Fighting against duplicated images
With this post I start a new category “Behind the magic“, where I will be giving some details about the VisualizeUs internals.
One of the first things I noticed when I released VisualizeUs (almost 9 months ago now… woa!), was the duplicity of posted images. Some person found a fancy image in a site, and posted it to her account; when some other found the same image in another web, and posted it too. Both files are the same image, but have different addresses so there’s no easy way to identify them as the same image. That happens a lot when people post from sites like ffffound, flickr, and so on. And in fact, is one of the things I most hate when browsing ffffound as spectator.
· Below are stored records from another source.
PR #1536, opened 2023-08-30
Clarify framework stack for pom.xml editor in README

kwin:


HannesWell:
That's a good Idea.
Can you please add wwd and tm4e as well
- https://github.com/eclipse-wildwebdeveloper/wildwebdeveloper
- https://github.com/eclipse/tm4e

kwin:
TBH I am not sure how they relate to Lemminx/LSP. Feel free to extend my PR or we do a followup PR afterwards.

HannesWell:
> TBH I am not sure how they relate to Lemminx/LSP.

@vrubezhny can you explain that?
I assume tm4e and wwd are responsible for tokenizing/editing the text, aren't they?

HannesWell:
> tm4e is used for syntax highlighting in the generic editor using textmate grammars. Wild Web Developer provides the XML edition using LemMinX. m2e adds LemMinX-Maven into Wild Web Developer's LemMinx.

Thanks for that. I updated the list with that info.

@kwin I'm fine with this as it is now. Please rebase-merge if you agree.

In general we could think about moving the editor line a little bit lower in the list, because I don't think it is m2e responsibility to first advertise the projects it depends on.

PR #1579, opened 2023-10-15
Use SPDX identifier for license

Bananeweizen:
Recommended by Maven documentation and Eclipse EMO.

PR #1478, opened 2023-07-18
Unit test for no resources in the target folder

BoykoAlex:
In support of issue #1302

PR #1587, opened 2023-10-30
ignore insignificant licence change in baseline-check

fbricon:
Change-Id: I3667aef7789dc8d94c97ee685787c54a0982b8a7
Signed-off-by: Fred Bricon <fbricon@gmail.com>

### DIFF
--- a/m2e-parent/pom.xml
+++ b/m2e-parent/pom.xml
@@ -120,6 +120,7 @@
 								<ignore>META-INF/ECLIPSE_.SF</ignore>
 								<ignore>jars/*.jar</ignore>
 								<ignore>Eclipse-SourceReferences</ignore>
+								<ignore>Bundle-License</ignore>
 							</ignores>
 							<extensions>true</extensions>
 						</configuration>


mickaelistria (changes requested):
See https://github.com/eclipse-m2e/m2e-core/pull/1478#issuecomment-1785172200 , I think we should favor other solutions.

fbricon:
I will not go over dozens of manifests and pom files to fix it

m2e-parent/pom.xml
```diff
@@ -120,6 +120,7 @@
 								<ignore>META-INF/ECLIPSE_.SF</ignore>
 								<ignore>jars/*.jar</ignore>
 								<ignore>Eclipse-SourceReferences</ignore>
```
mickaelistria, line 122: Actually, even those shouldn't be ignored as they're supposed to be stable across rebuilds. And if they're not stable, then they should be made stable.

fbricon:
CI ignores the directive anyway. Fuck it.

mickaelistria:
The failure is a consequence of 248d8fce98037e865120e58afffaf911e471d374 / https://github.com/eclipse-m2e/m2e-core/pull/1579

mickaelistria:
The proper fix is just to bump bundle version as they now have different content.

m2e-parent/pom.xml
HannesWell: Unfortunately they are not stable since they contain the ID of the commit from which the bundle was build.

mickaelistria: If configured correctly, the referenced commit is the last commit that has affected the particular module; which is stable as long as the bundle is not changed.

HannesWell: That's a point.
But I likely added this because it failed the build, but if it would work without ignoring that, it would be even better.

PR #1592, opened 2023-10-31
Exclude cli source

mickaelistria:


mickaelistria:
The `verify-repository` step is not running because build diverges between PR and master (which is IMO usually an anti-pattern), so the CI build doesn't verify this change.
I think we should just keep signing profile for PRs as well, as we can see here it's not something tat always work smoothly.

mickaelistria:
Fixed and merged as https://github.com/eclipse-m2e/m2e-core/commits/master

HannesWell:
> The `verify-repository` step is not running because build diverges between PR and master (which is IMO usually an anti-pattern), so the CI build doesn't verify this change.
> I think we should just keep signing profile for PRs as well, as we can see here it's not something tat always work smoothly.

In generell I agree that it should be similar.
But this is on purpose, because if we would sing PRs anybody could create a PR with whatever content and then could download the signed artifacts from Jeninks.

PR #1594, opened 2023-11-07
Update dependencies: Aries SPIFly, webtools, lsp4j, lsp4e, commons-cli and Guava

HannesWell:
Apache Aries SPIFly is currently on vote, thus is is only a draft.


HannesWell:
Aries SPIFly 1.3.7 is now available on Maven-Central. 🎉

PR #37486, opened 2024-08-15
[OTel C++] Simplify tests

yashykt:
It is hard to reason about tests if multiple callbacks record values for the same metrics with the same label sets.


yijiem (approved):
Thanks Yash!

Here’s one clear example, just check out the number of reference urls. Without a system to control the duplicates, that would be mean six times the same image repeated.
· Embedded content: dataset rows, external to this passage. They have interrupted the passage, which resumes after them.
PR #37513, opened 2024-08-16
[Gpr_To_Absl_Logging] Remove gpr logging header include from other headers

tanvi-jagtap:
[Gpr_To_Absl_Logging] Remove gpr logging header include from other headers

Some of the cc files are using gpr_log_verbosity_init() functions.

So I removed the #include <grpc/support/log.h> from all headers and put it selectively only in the cc files that used gpr_log_verbosity_init()

### DIFF
--- a/src/core/lib/surface/init.cc
+++ b/src/core/lib/surface/init.cc
@@ -24,6 +24,7 @@
 #include <grpc/fork.h>
 #include <grpc/grpc.h>
 #include <grpc/impl/channel_arg_names.h>
+#include <grpc/support/log.h>
 #include <grpc/support/port_platform.h>
 #include <grpc/support/sync.h>
 #include <grpc/support/time.h>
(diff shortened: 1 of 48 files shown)


src/core/lib/surface/init.cc
```diff
@@ -24,6 +24,7 @@
 #include <grpc/fork.h>
 #include <grpc/grpc.h>
 #include <grpc/impl/channel_arg_names.h>
+#include <grpc/support/log.h>
 #include <grpc/support/port_platform.h>
 #include <grpc/support/sync.h>
```
tanvi-jagtap, line 29: Some of the cc files are using gpr_log_verbosity_init() functions.

So I removed the #include <grpc/support/log.h> from all headers and put it selectively only in the cc files that used gpr_log_verbosity_init()

nanahpang (approved):

PR #37544, opened 2024-08-21
[call creds] implement GcpServiceAccountIdentityCredentials

markdroth:
As per gRFC A83 (https://github.com/grpc/proposal/pull/438).

For now, I am not exposing this new call creds type via the C-core API or in any C++ or wrapped language public APIs, so there's no way to use it externally.  We can easily add that in the future if someone asks, but for now the intent is to use it only internally via the xDS GCP authentication filter, which I'll implement in a subsequent PR.

As part of this, I changed the test framework in credentials_test to check the status code in addition to the message on failure.  This exposed several places where existing credential types are returnign the wrong status code (unsurprisingly, because of all of the tech debt surrounding grpc_error).  I have not fixed this behavior, but I have added TODOs in the test showing which ones I think need to be fixed.


src/core/lib/security/credentials/gcp_service_account_identity/gcp_service_account_identity_credentials.h
```diff
@@ -0,0 +1,87 @@
...
+
+ private:
+  class HttpFetchRequest;
+
+  virtual OrphanablePtr<HttpRequest> StartHttpRequest(
+      grpc_polling_entity* pollent, Timestamp deadline,
+      grpc_http_response* response, grpc_closure* on_complete) = 0;
+};
+
+// GCP service account identity call credentials.
```
matthewstevenson88, line 59: optional: Consider adding a link or some kind of reference to the gRFC.

matthewstevenson88 (approved):

src/core/lib/security/credentials/gcp_service_account_identity/gcp_service_account_identity_credentials.h
markdroth: Will do in a subsequent PR.

PR #37547, opened 2024-08-21
[CI] Upgraded all `Debian 10` based images to `Debian 11`

veblush:
Debian 10 is long gone and it has too old cmake to get new Abseil.


drfloob (approved):

drfloob:
We could arguably drop Debian 11 too. Based on the [Foundational C++ support policy](https://opensource.google/documentation/policies/cplusplus-support), Debian 11 is in an "extended support" lifetime ([staffed only by volunteers](https://endoflife.date/debian) IIUC), and quoting the doc:

> We only support our libraries with distributions still under "Active" or "Full" support.

veblush:
I used this [table](https://github.com/google/oss-policies-info/blob/main/foundational-cxx-support-matrix.md#user-content-fn-next-change-3bd690e98ed33f4cf1e899ec7897d04a) to determine its oldest version. This table says that Debian 11 will be supported by 2026-06-30. Debian typically provides 5 years of standard support (including security updates) and an additional 5 years of extended support. We aim to align with the 5-year standard support window for Debian but won't cover the extended support period.

drfloob:
> Debian typically provides 5 years of standard support (including security updates) and an additional 5 years of extended support.

I believe our table is wrong. https://www.debian.org/security/faq#lifespan. Maybe this changed recently, but the Debian security team only supports a release until 3 years after its initial release. Which ended 1 week ago for Debian 11.

I don't think Debian 11 is the long pole in any of our future improvement hopes (C++17, etc), so I have no _strong_ argument here.

veblush:
This [page](https://www.debian.org/releases/bullseye/) says

> The Debian 11 life cycle encompasses five years: the initial three years of full Debian support, until August 14th, 2024, and two years of Long Term Support (LTS), until August 31st, 2026. The set of supported architectures is limited during the Bullseye LTS term to i386, amd64, armhf and arm64. For more information, please refer to the [Security Information](https://www.debian.org/security/) webpage and the [LTS section of the Debian Wiki](https://wiki.debian.org/LTS).

5 years = 3 years of active support + 2 years of long term support.

PR #37552, opened 2024-08-22
[SourceTreeLayout] Move promise folder

tanvi-jagtap:
[SourceTreeLayout] Move promise folder from
`src/core/lib/promise` to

So… how to deal with it? The approach of a lot of sites with this problem is… non-existant :D No, really, it’s a hard battle to fight, and probably it’s one you will never win (unless you have a lot of money like the Digg guys and can borrow some fancy image recognition technology to deal with it :P). So the most usual approach is “why bother”, which, I should say seems now pretty logic for me.
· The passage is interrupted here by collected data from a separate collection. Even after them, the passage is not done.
PR #37534, opened 2024-08-20
Fix some label references for Bzlmod support

Wyverald:
These changes are compatible with WORKSPACE.

PR #37561, opened 2024-08-23
[Flakiness] Fix flakiness in retry_transparent_max_concurrent_streams_test

yashykt:
Refer b/333896115 for more details

### DIFF
--- a/test/core/end2end/tests/retry_transparent_max_concurrent_streams.cc
+++ b/test/core/end2end/tests/retry_transparent_max_concurrent_streams.cc
@@ -40,14 +40,10 @@ namespace {
 // restarted.  The second call will fail in that transport instance and
 // will be transparently retried after the server starts up again.
 CORE_END2END_TEST(RetryHttp2Test, RetryTransparentMaxConcurrentStreams) {
-  // The minimum time between subsequent connection attempts helps with cases
-  // where the connection handshake does not realize that the socket is not
-  // working in time. (b/333896115)
   const auto server_args =
       ChannelArgs()
           .Set(GRPC_ARG_MAX_CONCURRENT_STREAMS, 1)
-          .Set(GRPC_ARG_MAX_CONCURRENT_STREAMS_OVERLOAD_PROTECTION, false)
-          .Set(GRPC_ARG_MIN_RECONNECT_BACKOFF_MS, 5000);
+          .Set(GRPC_ARG_MAX_CONCURRENT_STREAMS_OVERLOAD_PROTECTION, false);
   InitServer(server_args);
   InitClient(ChannelArgs());
   auto c =
--- a/test/core/end2end/tests/retry_transparent_max_concurrent_streams.cc
+++ b/test/core/end2end/tests/retry_transparent_max_concurrent_streams.cc
@@ -116,7 +116,7 @@ CORE_END2END_TEST(RetryHttp2Test, RetryTransparentMaxConcurrentStreams) {
   Expect(201, true);
   // Give enough time for the handshake to timeout, and a new handshake to start
   // if needed. (b/333896115)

I still don’t know why I started to dealing with this duplicate issue, but for me it was clear that displaying repeated results wasn’t very good to the spectator (fool of me!). So, I started to mark duplicated pictures, simply based on my own visual memory recall. As you can guess, that was a tough, time-wasting, painful task, and even more, not very productive (although I exercise my visual memory as some sort of Brain Training game!).
After some deep research on different approaches to make it painless and more efficient, I finally came up with an algorithm based on color analysis of the images. It’s not a silver bullet, but it does pretty well the job. Basically, it gets a 3×3 color matrix from each image, and given a threshold, compares it with the rest of images. Unfortunately, it wasn’t that easy and I had to tweak things a lot to make it useful. Things like borders, different crops, texts embedded, different quality files and so on, do not help. Of course it’s not an automated process and it requires human intervention but it helps a lot when finding possible duplicate candidates.
With all that said, don’t think that you won’t find a single image duplicated in the site. I wish, but unfortunately that’s near to impossible. But at least, I hope that minimizing the number of duplicates will help to improve the VisualizeUs experience for all, when browsing and watching tons of pictures. To give you an idea, there are about 70K images posted till now, and among them 50K are “unique” where 20K have been found duplicated or posted from the VisualizeUs “i like it” link.